I can see where those spider’s legs have latched onto the rough surface. Maybe if one of us could smooth out the stone…

But my grip on the falls starts to slip first, and the monstrosity shrugs and struggles its way back out of the hole, despite the rocks and the water barraging it. Just before the falls crash back into place, drenching me with enough force to wash me away if not for Daesra’s hold on me, the spider-creature leaps free. Flying straight for us.

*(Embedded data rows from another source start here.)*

PR #532, opened 2025-07-15
[core] Add user-facing API for Streaming Lambda functions that receive JSON events

sebsto:
Add user-facing API for Streaming Lambda functions that receives JSON events

### Motivation:

Streaming Lambda functions developed by developers had no choice but to implement a handler that receives incoming data as a `ByteBuffer`. While this is useful for low-level development, I assume most developers will want to receive a JSON event to trigger their streaming Lambda function.

Going efficiently from a `ByteBuffer` to a Swift struct requires some code implemented in the `JSON+ByteBuffer.swift` file of the librray. We propose to further help developers by providing them with a new `handler()` function that directly receives their `Decodable` type.

### Modifications:

This PR adds a public facing API (+ unit test + updated README) allowing developers to write a handler method accepting any `Decodable` struct as input.

```swift
import AWSLambdaRuntime
import NIOCore

// Define your input event structure
struct StreamingRequest: Decodable {
    let count: Int
    let message: String
    let delayMs: Int?
}

// Use the new streaming handler with JSON decoding
let runtime = LambdaRuntime { (event: StreamingRequest, responseWriter, context: LambdaContext) in
    context.logger.info("Received request to send \(event.count) messages")
    
    // Stream the messages
    for i in 1...event.count {
        let response = "Message \(i)/\(event.count): \(event.message)\n"
        try await responseWriter.write(ByteBuffer(string: response))
        
        // Optional delay between messages
        if let delay = event.delayMs, delay > 0 {
            try await Task.sleep(for: .milliseconds(delay))
        }
    }
    
    // Finish the stream
    try await responseWriter.finish()
    
    // Optional: Execute background work after response is sent
    context.logger.info("Background work: processing completed")
}

try await runtime.run()
```

This interface provides:
- **Type-safe JSON input**: Automatic decoding of JSON events into Swift structs
- **Streaming responses**: Full control over when and how to stream data back to clients  
- **Background work support**: Ability to execute code after the response stream is finished
- **Familiar API**: Uses the same closure-based pattern as regular Lambda handlers

Because streaming Lambda functions can be invoked either directly through the API or through Lambda Function URL, this PR adds the decoding logic to support both types, shielding developers from working with Function URL requests and base64 encoding. 

We understand these choice will have an impact on the raw performance for event handling. Those advanced users that want to get the maximum might use the existing `handler(_ event: ByteBuffer, writer: LambaStreamingWriter)` function to implement their own custom decoding logic.

This PR provides a balance between ease of use for 80% of the users vs ultimate performance, without closing the door for the 20% who need it. 

### Result:

Lambda function developers can now use arbitrary `Decodable` Swift struct or Lambda events to trigger their streaming functions. 🎉

### DIFF
--- a/Examples/Streaming/README.md
+++ b/Examples/Streaming/README.md
@@ -245,11 +245,6 @@ The content of the input `ByteBuffer` depends on how you invoke the function:
 Here is an example of Lambda function URL payload:
 
 ```json
-// This is an example of payload received when
-// the function is invoked by a Lambda function URL.
-// You can use the `FunctionURL` structure provided by the Lambda Event library to decode this
-// See, https://github.com/swift-server/swift-aws-lambda-events/blob/main/Sources/AWSLambdaEvents/FunctionURL.swift
-
 /* 
 {
     "version": "2.0",
--- a/Examples/Streaming/README.md
+++ b/Examples/Streaming/README.md
@@ -239,15 +239,15 @@ sam delete
 
 The content of the input `ByteBuffer` depends on how you invoke the function:
 
-- when you invoke the function with the [`InvokeWithresponseStream` API](https://docs.aws.amazon.com/lambda/latest/api/API_InvokeWithResponseStream.html) to invoke the function, the function incoming payload is what you pass to the API. You can decode the `ByteBuffer` with a [`JSONDecoder.decode()`](https://developer.apple.com/documentation/foundation/jsondecoder) function call.
-- when you invoke the function through a [Lambda function URL](https://docs.aws.amazon.com/lambda/latest/dg/urls-configuration.html), the incoming `ByteBuffer` contains a payload that gives developer access to the underlying HTTP call. The payload contains information about the HTTP verb used, the headers received, the authentication method and so on. The [AWS documentation contains the details](https://docs.aws.amazon.com/lambda/latest/dg/urls-invocation.html) of the payload. The [Swift lambda Event library](https://github.com/swift-server/swift-aws-lambda-events) contains a [FunctionURL Swift struct definition](https://github.com/swift-server/swift-aws-lambda-events/blob/main/Sources/AWSLambdaEvents/FunctionURL.swift) ready to use in your projects.
+- when you use [`InvokeWithResponseStream` API](https://docs.aws.amazon.com/lambda/latest/api/API_InvokeWithResponseStream.html) to invoke the function, the function incoming payload is what you pass to the API. You can decode the `ByteBuffer` with a [`JSONDecoder.decode()`](https://developer.apple.com/documentation/foundation/jsondecoder) function call.
+- when you invoke the function through a [Lambda function URL](https://docs.aws.amazon.com/lambda/latest/dg/urls-configuration.html), the incoming `ByteBuffer` contains a payload that gives developer access to the underlying HTTP call. The payload contains information about the HTTP verb used, the headers received, the authentication method and so on. The [AWS documentation contains the details](https://docs.aws.amazon.com/lambda/latest/dg/urls-invocation.html) of the payload. The [Swift Lambda Event library](https://github.com/swift-server/swift-aws-lambda-events) contains a [`FunctionURL` type](https://github.com/swift-server/swift-aws-lambda-events/blob/main/Sources/AWSLambdaEvents/FunctionURL.swift) ready to use in your projects.
 
 Here is an example of Lambda function URL payload:
 
-```
+```json
 // This is an example of payload received when
 // the function is invoked by a Lambda function URL.
-// You can use the `FunctionURL`` structure provided by the Lambda Event library to decode this
+// You can use the `FunctionURL` structure provided by the Lambda Event library to decode this
 // See, https://github.com/swift-server/swift-aws-lambda-events/blob/main/Sources/AWSLambdaEvents/FunctionURL.swift
 
 /* 
--- a/Examples/Streaming/README.md
+++ b/Examples/Streaming/README.md
@@ -220,3 +220,69 @@ When done testing, you can delete the infrastructure with this command.
 ```bash
 sam delete 
 ```
+
+## Payload decoding
+
+The content of the input `ByteBuffer` depends on how you invoke the function:
+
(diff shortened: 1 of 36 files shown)


Examples/Streaming/README.md
```diff
@@ -220,3 +220,69 @@ When done testing, you can delete the infrastructure with this command.
 ```bash
 sam delete 
 ```
+
+## Payload decoding
+
+The content of the input `ByteBuffer` depends on how you invoke the function:
+
+- when you invoke the function with the [`InvokeWithresponseStream` API](https://docs.aws.amazon.com/lambda/latest/api/API_InvokeWithResponseStream.html) to invoke the function, the function incoming payload is what you pass to the API. You can decode the `ByteBuffer` with a [`JSONDecoder.decode()`](https://developer.apple.com/documentation/foundation/jsondecoder) function call.
```
0xTim:
```suggestion
- when you use [`InvokeWithResponseStream` API](https://docs.aws.amazon.com/lambda/latest/api/API_InvokeWithResponseStream.html) to invoke the function, the function incoming payload is what you pass to the API. You can decode the `ByteBuffer` with a [`JSONDecoder.decode()`](https://developer.apple.com/documentation/foundation/jsondecoder) function call.
```

Examples/Streaming/README.md
```diff
@@ -220,3 +220,69 @@ When done testing, you can delete the infrastructure with this command.
...
+- when you invoke the function through a [Lambda function URL](https://docs.aws.amazon.com/lambda/latest/dg/urls-configuration.html), the incoming `ByteBuffer` contains a payload that gives developer access to the underlying HTTP call. The payload contains information about the HTTP verb used, the headers received, the authentication method and so on. The [AWS documentation contains the details](https://docs.aws.amazon.com/lambda/latest/dg/urls-invocation.html) of the payload. The [Swift lambda Event library](https://github.com/swift-server/swift-aws-lambda-events) contains a [FunctionURL Swift struct definition](https://github.com/swift-server/swift-aws-lambda-events/blob/main/Sources/AWSLambdaEvents/FunctionURL.swift) ready to use in your projects.
```
0xTim:
```suggestion
- when you invoke the function through a [Lambda function URL](https://docs.aws.amazon.com/lambda/latest/dg/urls-configuration.html), the incoming `ByteBuffer` contains a payload that gives developer access to the underlying HTTP call. The payload contains information about the HTTP verb used, the headers received, the authentication method and so on. The [AWS documentation contains the details](https://docs.aws.amazon.com/lambda/latest/dg/urls-invocation.html) of the payload. The [Swift Lambda Event library](https://github.com/swift-server/swift-aws-lambda-events) contains a [`FunctionURL` type](https://github.com/swift-server/swift-aws-lambda-events/blob/main/Sources/AWSLambdaEvents/FunctionURL.swift) ready to use in your projects.
```

Examples/Streaming/README.md
```diff
@@ -220,3 +220,69 @@ When done testing, you can delete the infrastructure with this command.
...
+
+Here is an example of Lambda function URL payload:
+
+```
+// This is an example of payload received when
+// the function is invoked by a Lambda function URL.
+// You can use the `FunctionURL`` structure provided by the Lambda Event library to decode this
```
0xTim:
```suggestion
// You can use the `FunctionURL` structure provided by the Lambda Event library to decode this
```

Examples/Streaming/README.md
```diff
@@ -220,3 +220,69 @@ When done testing, you can delete the infrastructure with this command.
...
+- when you invoke the function through a [Lambda function URL](https://docs.aws.amazon.com/lambda/latest/dg/urls-configuration.html), the incoming `ByteBuffer` contains a payload that gives developer access to the underlying HTTP call. The payload contains information about the HTTP verb used, the headers received, the authentication method and so on. The [AWS documentation contains the details](https://docs.aws.amazon.com/lambda/latest/dg/urls-invocation.html) of the payload. The [Swift lambda Event library](https://github.com/swift-server/swift-aws-lambda-events) contains a [FunctionURL Swift struct definition](https://github.com/swift-server/swift-aws-lambda-events/blob/main/Sources/AWSLambdaEvents/FunctionURL.swift) ready to use in your projects.
+
+Here is an example of Lambda function URL payload:
+
+```
```
0xTim: Should we mark this as JSON?

```suggestion
```json
```

Examples/Streaming/README.md
```diff
@@ -220,3 +220,69 @@ When done testing, you can delete the infrastructure with this command.
...
+// This is an example of payload received when
+// the function is invoked by a Lambda function URL.
+// You can use the `FunctionURL`` structure provided by the Lambda Event library to decode this
+// See, https://github.com/swift-server/swift-aws-lambda-events/blob/main/Sources/AWSLambdaEvents/FunctionURL.swift
+
+/*
```
0xTim: Remove?

Examples/StreamingFromEvent/Package.swift
```diff
@@ -0,0 +1,50 @@
...
+        .executableTarget(
+            name: "StreamingFromEvent",
+            dependencies: [
+                .product(name: "AWSLambdaRuntime", package: "swift-aws-lambda-runtime")
+            ]
+        )
+    ]
+)
+
+if let localDepsPath = Context.environment["LAMBDA_USE_LOCAL_DEPS"],
```
0xTim, line 25: Something for a potential future PR - it would be good to simplify these example manifest and remove all of this in favour of a `swift package edit` in CI

sebsto: OK, tracked here https://github.com/swift-server/swift-aws-lambda-runtime/issues/536
However we should also consider development of the library itself and the examples. It's convenient to build with `AS_LAMBDA_LOCAL_DEPS=../..`

sebsto:
@0xTim Thank you for your review and suggestions. All have been addressed

Examples/Streaming/README.md
```diff
@@ -239,15 +239,15 @@ sam delete
...
 
-```
+```json
 // This is an example of payload received when
 // the function is invoked by a Lambda function URL.
-// You can use the `FunctionURL`` structure provided by the Lambda Event library to decode this
+// You can use the `FunctionURL` structure provided by the Lambda Event library to decode this
 // See, https://github.com/swift-server/swift-aws-lambda-events/blob/main/Sources/AWSLambdaEvents/FunctionURL.swift
 
 /*
```
0xTim: Do we want to remove this opening comment? There's nothing to close it, and it doesn't make sense if we're displaying this as JSON

sebsto: I though I did !  Let me check again

sebsto: @0xTim fixed, apologies for the miss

Daesra dives, dragging us both into the current, the cold hitting me once again. Even under water, I hear—feel—the monstrosity crashing into the rock face where we’d just been.

When we surface in the choppy, rushing waves, Daesra shouts, “Take a deep breath. I’ll shield us.” He takes one himself just as I do, and that’s all either of us has time for before the waiting maw of the underground tunnel swallows us. We tumble and fall into darkness.

The world is black, churning chaos. Violent. Even with Daesra’s body and shield wrapped around me, I can feel us careening off rocks. At least the torrent feels less like certain death and more like more like a buffeting wind as we’re swept along.

But in too little time, I need air. I jerk, my body starting to struggle involuntarily, but Daesra only holds me tighter. I thrash in his arms, shoving at his chest, but he shakes his head alongside mine, and then pulls me back by my hair.

His lips meet mine. It takes me a moment, coughing under water, to empty my mouth, and he his own, but then it’s just our lips together. And he breathes into me.

I can hold my breath for a very long time , he once said.

He also doesn’t possess the lungs of a horse. He only has so much breath to spare. Still, it’s enough for me to stop panicking as we bounce off the tunnel walls and slam into invisible rocks in the cold, wet darkness.

Pogli , I can’t help but think now.

When I start to tense, Daesra breathes into me again, squeezing the back of my neck in a soothing motion. It helps, but it doesn’t ease my panic for long. I’m not sure how much longer we can keep this up.

I begin to struggle once more, my lungs screaming for air. His lips press against mine for what I know will be the final time.

And then everything turns silver.

No , I think, even if it means safety. I don’t want to know.

But then it’s as if I’m someone someplace else, and that thought has never crossed my mind.